Only the count is wanted here: how many lines of the entries hold the string "options"?

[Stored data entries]
Segment Open

PR #2211, opened 2023-08-08
Bash version of updateAssemblyInfo script

mthalman:
This defines a Bash version of the existing [updateAssemblyInfo.ps1 script](https://github.com/AzureAD/azure-activedirectory-identitymodel-extensions-for-dotnet/blob/dev/updateAssemblyInfo.ps1). Since there are already existing Bash versions of the build and test scripts, it made sense to follow that pattern here as well.

This accommodates .NET's source-build requirements which disallow the dependency on PowerShell because it's not buildable from source by Linux distros. The implementation in this script is necessary for .NET's source-build in order to set the assembly versions correctly (see https://github.com/dotnet/source-build/issues/3565).

### DIFF
--- a/updateAssemblyInfo.sh
+++ b/updateAssemblyInfo.sh
@@ -1,0 +1,51 @@
+#!/bin/bash
+set -euo pipefail
+
+scriptroot=$(cd -P "$(dirname -- "${BASH_SOURCE[0]}")" && pwd)
+
+packageType=${1:-preview}
+
+date=$(date '+%y%m%d%H%M%S')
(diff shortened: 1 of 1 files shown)


jennyf19:
@mthalman Thanks for the contribution...could you target dev7 branch instead? Thx.

mthalman:
Converted to a draft. I need to make some more changes so that this will run in Alpine Linux.

keegan-caruso (approved):

jennyf19 (approved):

jennyf19:
Thanks @mthalman

jennyf19:

PR #2213, opened 2023-08-09
Adding nullable to Token project

FuPingFranco:
Adding nullable to base Token project

### DIFF
--- a/src/Microsoft.IdentityModel.TestExtensions/TestTokenCreator.cs
+++ b/src/Microsoft.IdentityModel.TestExtensions/TestTokenCreator.cs
@@ -258,9 +258,9 @@ namespace Microsoft.IdentityModel.TestExtensions
             var tokenDescriptor = CreateTokenDescriptorWithInstanceOverrides();
 
             // Remove the default value and null out any class specific override.
-            tokenDescriptor?.Subject?.RemoveClaim(
+            tokenDescriptor.Subject?.RemoveClaim(
                 tokenDescriptor.Subject.FindFirst(JwtRegisteredClaimNames.Iss));
-            tokenDescriptor!.Issuer = null;
+            tokenDescriptor.Issuer = null;
             return CreateToken(tokenDescriptor);
         }
 
@@ -273,9 +273,9 @@ namespace Microsoft.IdentityModel.TestExtensions
             var tokenDescriptor = CreateTokenDescriptorWithInstanceOverrides();
 
             // Remove the default value and null out any class specific override.
-            tokenDescriptor?.Subject?.RemoveClaim(
+            tokenDescriptor.Subject?.RemoveClaim(
                 tokenDescriptor.Subject.FindFirst(JwtRegisteredClaimNames.Aud));
-            tokenDescriptor!.Audience = null;
+            tokenDescriptor.Audience = null;
             return CreateToken(tokenDescriptor);
         }
 
@@ -288,9 +288,9 @@ namespace Microsoft.IdentityModel.TestExtensions
             var tokenDescriptor = CreateTokenDescriptorWithInstanceOverrides();
 
             // Remove the default value.
-            tokenDescriptor?.Subject?.RemoveClaim(
+            tokenDescriptor.Subject?.RemoveClaim(
                 tokenDescriptor.Subject.FindFirst(JwtRegisteredClaimNames.Iat));
-            return CreateToken(tokenDescriptor!);
+            return CreateToken(tokenDescriptor);
         }
 
         /// <summary>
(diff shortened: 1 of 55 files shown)


jennyf19:
@FuPingFranco make sure to pull from dev7 and then move to your branch and do a `merge dev7` to get it updated & let VS resolve the merge conflicts for you.

FuPingFranco:
> @FuPingFranco make sure to pull from dev7 and then move to your branch and do a `merge dev7` to get it updated & let VS resolve the merge conflicts for you.

Yeap, I didn't see there was changes on dev7 before submitting the PR. I've merged and resolved conflicts on the last commit

src/Microsoft.IdentityModel.TestExtensions/TestTokenCreator.cs
```diff
@@ -258,9 +258,9 @@ public string CreateTokenWithMissingIssuer()
             var tokenDescriptor = CreateTokenDescriptorWithInstanceOverrides();
 
             // Remove the default value and null out any class specific override.
-            tokenDescriptor.Subject.RemoveClaim(
+            tokenDescriptor?.Subject?.RemoveClaim(
```
keegan-caruso: this doesn't make sense. we handle the null case then 2 lines down we state it is not null?

Can CreateTokenDescriptorWithInstanceOverrides return null?

src/Microsoft.IdentityModel.TestExtensions/TestTokenCreator.cs
```diff
@@ -288,9 +288,9 @@ public string CreateTokenWithMissingIssuedAt()
             var tokenDescriptor = CreateTokenDescriptorWithInstanceOverrides();
 
             // Remove the default value.
-            tokenDescriptor.Subject.RemoveClaim(
+            tokenDescriptor?.Subject?.RemoveClaim(
                 tokenDescriptor.Subject.FindFirst(JwtRegisteredClaimNames.Iat));
-            return CreateToken(tokenDescriptor);
+            return CreateToken(tokenDescriptor!);
```
keegan-caruso: why do we need to say this is not null here but not at the other call sites for CreateToken?

src/Microsoft.IdentityModel.Tokens/AsymmetricAdapter.cs
```diff
@@ -35,9 +35,9 @@ internal AsymmetricAdapter(SecurityKey key, string algorithm, bool requirePrivat
         {
         }
 
-        internal AsymmetricAdapter(SecurityKey key, string algorithm, HashAlgorithm hashAlgorithm, bool requirePrivateKey)
+        internal AsymmetricAdapter(SecurityKey key, string algorithm, HashAlgorithm? hashAlgorithm, bool requirePrivateKey)
         {
-            HashAlgorithm = hashAlgorithm;
+            HashAlgorithm = hashAlgorithm!;
```
keegan-caruso: I'm confused, the parameter explicitly allows for null, how can we say it is not null here?

src/Microsoft.IdentityModel.TestExtensions/TestTokenCreator.cs
jennyf19: only needed here:

`tokenDescriptor.Subject?.RemoveClaim(`

src/Microsoft.IdentityModel.Tokens/AsymmetricAdapter.cs
jennyf19: The property needs to be null:

`private HashAlgorithm? HashAlgorithm { get; set; }`

jennyf19: See lines 26-30, the delegate used by the public method are set correctly depending on the context.

jennyf19:
Let's slow down a bit. This PR is pretty massive and we need to go line by line and make sure we are doing the right thing. Please do another pass on the changes, as it seems like we have too many `!` where we shouldn't have them. 

---
In reply to: [1672154548](https://github.com/AzureAD/azure-activedirectory-identitymodel-extensions-for-dotnet/pull/2213#issuecomment-1672154548) [](http://example.com/codeflow?ancestors=1672154548,1672154548)

src/Microsoft.IdentityModel.Tokens/EventBasedLRUCache.cs
```diff
@@ -124,14 +126,16 @@ private int EventQueuePollingInterval
...
             TaskCreationOptions options = TaskCreationOptions.None,
-            IEqualityComparer<TKey> comparer = null,
+            IEqualityComparer<TKey>? comparer = null,
             bool removeExpiredValues = false,
             int removeExpiredValuesIntervalInSeconds = 300,
             bool maintainLRU = false)
         {
             _capacity = capacity > 0 ? capacity : throw LogHelper.LogExceptionMessage(new ArgumentOutOfRangeException(nameof(capacity)));
             _options = options;
+#pragma warning disable CS8714 // The type cannot be used as type parameter in the generic type or method. Nullability of type argument doesn't match 'notnull' constraint.
```
keegan-caruso, line 136: can you elaborate?

src/Microsoft.IdentityModel.Tokens/EventBasedLRUCache.cs
```diff
@@ -493,7 +497,7 @@ public bool TryGetValue(TKey key, out TValue value)
 
             if (!_map.TryGetValue(key, out var cacheItem))
             {
-                value = default;
+                value = default!;
```
keegan-caruso, line 500: default of TValue could be null though right?

PR #2215, opened 2023-08-10
fix nullables

jennyf19:
@FuPingFranco I think I've fixed the issues in your branch, if you want to take a look. go ahead and merge if you agree.

### DIFF
--- a/src/Microsoft.IdentityModel.Logging/LogHelper.cs
+++ b/src/Microsoft.IdentityModel.Logging/LogHelper.cs
@@ -2,12 +2,10 @@
 // Licensed under the MIT License.
 
 using System;
-using System.Data;
 using System.Diagnostics.CodeAnalysis;
 using System.Diagnostics.Tracing;
 using System.Globalization;
 using System.Linq;
-using System.Text.RegularExpressions;
 using Microsoft.IdentityModel.Abstractions;
 
 namespace Microsoft.IdentityModel.Logging
@@ -334,14 +332,14 @@ namespace Microsoft.IdentityModel.Logging
 
             if (innerException != null) 
                 if (string.IsNullOrEmpty(argumentName))
-                    return (T)Activator.CreateInstance(typeof(T), message, innerException)!;
+                    return (T?)Activator.CreateInstance(typeof(T), message, innerException);
                 else
-                    return (T)Activator.CreateInstance(typeof(T), argumentName, message, innerException)!;
+                    return (T?)Activator.CreateInstance(typeof(T), argumentName, message, innerException);
             else
                 if (string.IsNullOrEmpty(argumentName))
-                    return (T)Activator.CreateInstance(typeof(T), message)!;
+                    return (T?)Activator.CreateInstance(typeof(T), message);
                 else
-                    return (T)Activator.CreateInstance(typeof(T), argumentName, message)!;
+                    return (T?)Activator.CreateInstance(typeof(T), argumentName, message);
         }
 
         /// <summary>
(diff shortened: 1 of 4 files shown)


src/Microsoft.IdentityModel.Logging/LogHelper.cs
```diff
@@ -375,20 +373,22 @@ private static object SanitizeSecurityArtifact(object arg)
...
 
-        private static string? RemovePII(object arg)
+        private static string RemovePII(object arg)
         {
             if (arg is Exception ex && IsCustomException(ex))
                 return ex.ToString();
 
             if (arg is NonPII)
-                return arg!.ToString();
+                return arg.ToString()!; // the null check is done in FormatInvariant
```
MZOLN, line 382: I find those situations tricky. Although it is flow correct it might become fragile for change during refactoring as moving it around might change the dependency, but good one.

src/Microsoft.IdentityModel.Logging/LogHelper.cs
```diff
@@ -375,20 +373,22 @@ private static object SanitizeSecurityArtifact(object arg)
...
 
-            return string.Format(CultureInfo.InvariantCulture, IdentityModelEventSource.HiddenPIIString, arg?.GetType().ToString() ?? "Null");
+            return string.Format(CultureInfo.InvariantCulture, IdentityModelEventSource.HiddenPIIString, arg.GetType().ToString() ?? "Null");
         }
 
         internal static bool IsCustomException(Exception ex)
         {
-            return ex!.GetType().FullName!.StartsWith("Microsoft.IdentityModel.", StringComparison.Ordinal);
+            var fullName = ex.GetType().FullName;
```
MZOLN, line 389: Although I like this better, this could still throw an ArgumentNullException and we would spend decades finding why. Could we handle the ex being null case? e.g. return string empty or null or throw ANE as appropriate?

src/Microsoft.IdentityModel.Logging/LogHelper.cs
```diff
@@ -446,7 +446,7 @@ public static object MarkAsSecurityArtifact(object arg, Func<object, string> cal
             if (!_isHeaderWritten)
             {
                 string headerMessage = string.Format(CultureInfo.InvariantCulture, "Microsoft.IdentityModel Version: {0}. Date {1}. {2}",
-                    typeof(IdentityModelEventSource).Assembly!.GetName().Version!.ToString(),
+                    typeof(IdentityModelEventSource).Assembly.GetName().Version?.ToString(),
```
MZOLN, line 449: there should never be the case where Version is null.

src/Microsoft.IdentityModel.Logging/TextWriterEventListener.cs
```diff
@@ -90,7 +90,7 @@ protected override void OnEventWritten(EventWrittenEventArgs eventData)
 
             for (int i = 0; i < eventData.Payload.Count; i++)
             {
-                _streamWriter.WriteLine(eventData!.Payload[i]!.ToString());
+                _streamWriter.WriteLine(eventData!.Payload[i]?.ToString());
```
MZOLN, line 93: Although it might look simpler and nicer it is a bit tricky for two reasons:
1. you have to know that streamewriter.WriteLine() allows arguments to be null
2. writing a null would write a new empty - line - this can affect the logs -> empty lines do add up if the data stream is big it could become something like \r\n\r\n\r\n\r\n in extreme cases being pretty long and big and this being an event listener for logging, could end up being the case
2. it is allways quicker to evaluate a boolean expression than call a function, thus a code that would take more lines of code if (eventData == null) continue;  if (eventData.Payload[i] == null) continue; would still be more performant and would produce less costly logs than nullables over here.

src/Microsoft.IdentityModel.Logging/LogHelper.cs
jennyf19: true but `GetName()` can return null.

src/Microsoft.IdentityModel.Logging/TextWriterEventListener.cs
jennyf19: feel free to propose a PR w/the changes you are suggesting.

src/Microsoft.IdentityModel.Logging/LogHelper.cs
jennyf19: Would be more helpful to have you review Franco's main PRs for this work.

PR #2218, opened 2023-08-10
Make CryptoProviderFactory disposable

### LINKED ISSUE #2209: [Bug] CryptoProviderFactory.cs should implement IDisposable and dispose the CryptoProviderCache.
6.32.2

**Where is the issue?**

 * [x] M.IM.Tokens

This is captured by a test and prevent a partner from upgrading.

```csharp 
public class CryptoProviderFactory  // does not implement IDisposable
...
        public CryptoProviderFactory()
        {
            CryptoProviderCache = new InMemoryCryptoProviderCache() { CryptoProviderFactory = this };
        }
...
```
whereas `InMemoryCryptoProvider` is IDisposable.

**Expected behavior**
Implement IDisposable and dispose the in memory crypto provider cache.

**Actual behavior**
CryptoProviderFactory is not disposable whereas `InMemoryCryptoProvider` is IDisposable.

Note: This needs to be fixed in 6.x and in 7.x

keegan-caruso:


src/Microsoft.IdentityModel.Protocols.OpenIdConnect/OpenIdConnectProtocolValidator.cs
```diff
@@ -704,5 +705,28 @@ protected virtual void ValidateState(OpenIdConnectProtocolValidationContext vali
...
         }
+
+        /// <inheritdoc/>
+        protected virtual void Dispose(bool disposing)
+        {
+            if (!_disposedValue)
+            {
+                if (disposing)
+                {
+                    // This is safe to dispose. What get's disposed on it is the cache,
```
westin-m:
```suggestion
                    // This is safe to dispose. What gets disposed on it is the cache,
```

jennyf19 (approved):
will this go in dev7 as well?

westin-m (approved):

brentschmaltz:
@keegan-caruso we can put dispose on CryptoProviderFactory, normal use the user never creates it, and we don't ever dispose of it.
The only time it is created is for extensibility.

jennyf19 (approved):

jennyf19:
closing PR for now...don't have confirmation from the partner if the issue will be fixed.

PR #2220, opened 2023-08-11
Use an OrdinalIgnoreCase HashSet instead of ToUpperInvariant on each property name

stephentoub:


brentschmaltz (approved):

jennyf19 (approved):

brentschmaltz:
@stephentoub i will make this change across the entire code base.
Thanks for the help.

PR #2221, opened 2023-08-11
Fix IdentityModel.Tokens dependencies

eerhardt:
IdentityModel.Tokens is still depending on System.Text.* packages in net6.0, but these are unnecessary.

The reason is a type-o in the .csproj - we need a `.`.


stephentoub (approved):

jennyf19 (approved):

ViktorHofer (commented):
Thanks for the fix. Not the first time this happened, unfortunately.

PR #2733, opened 2024-07-18
remove prefix for release builds

brentschmaltz:
Set nugetSuffix in buildConfiguration.xml to empty so preview will not show up in release build.


jennyf19 (approved):
:shipit:

PR #2742, opened 2024-07-23
Remove old 6x tests used that are not needed anymore

brentschmaltz:
These tests were used during the transition from newtonsoft to System.Text.Json and Utf8JsonReader / Writer.
The are no longer needed and get in the way.


jennyf19 (approved):
:shipit:

sruke (approved):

Segment Closed

RESPONSE AREA: 2